Querying an asset snapshot

After you export your snapshot to BigQuery, you can run queries on your asset metadata. See Exporting to BigQuery Sample Queries to learn more about several typical use cases.

By default, BigQuery runs interactive, or on-demand, query jobs, which means that the query is executed as soon as possible. Interactive queries count towards your concurrent rate limit and your daily limit.

Query results are saved to either a temporary or permanent table. You can choose to append or overwrite data in an existing table or to create a new table, if none exists with the same name.

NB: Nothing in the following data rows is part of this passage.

PR #994, opened 2023-07-31
WC Post Types, Blocks: Add support for private speakers & sessions

ryelle:
Fixes #717 — This is a simpler approach to the issue described, where it's difficult to style the speakers & sessions without making them public. By enabling private sessions & speakers to be used in blocks, this lets organizers (who have permissions to see private content) view and edit the content, without showing sessions & speakers to site visitors, and without notifying the wporg profiles code.

The intention to only show private sessions and not _all_ sessions is that all sessions are submitted as drafts, so this lets the organizer team update and privately publish the accepted talks, while leaving the rest alone.

### Screenshots

Private speakers now show up in the sessions list table, with updated label.

Screenshot 2023-07-31 at 1 11 23 PM

Private sessions appear in the Speaker Sessions block, which can be used on speaker posts.

Screenshot 2023-07-31 at 1 13 53 PM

To run an interactive query that writes the output to a temporary table, complete the following steps.

Console

  1. Go to the BigQuery page in the Cloud Console.
    Go to the BigQuery page

  2. Select Compose new query.

  3. In the Query editor text area, enter a valid BigQuery SQL query.

  4. (Optional) To change the data processing location, complete the following steps.

    1. Select More, and then select Query settings.
    2. Under Processing location, select Auto-select, and then choose your data's location.
    3. To update the query settings, select Save.
  5. Select Run.

API

  1. To start a new job, call the jobs.insert method. In the job resource, set the following parameters.

    • In the configuration field, set the query field to a JobConfigurationQuery that describes the BigQuery query job.

    • In the jobReference field, set the location field appropriately for your job.

  2. To poll for results, call getQueryResults. Poll until jobComplete equals true. You can check for errors and warnings in the errors list.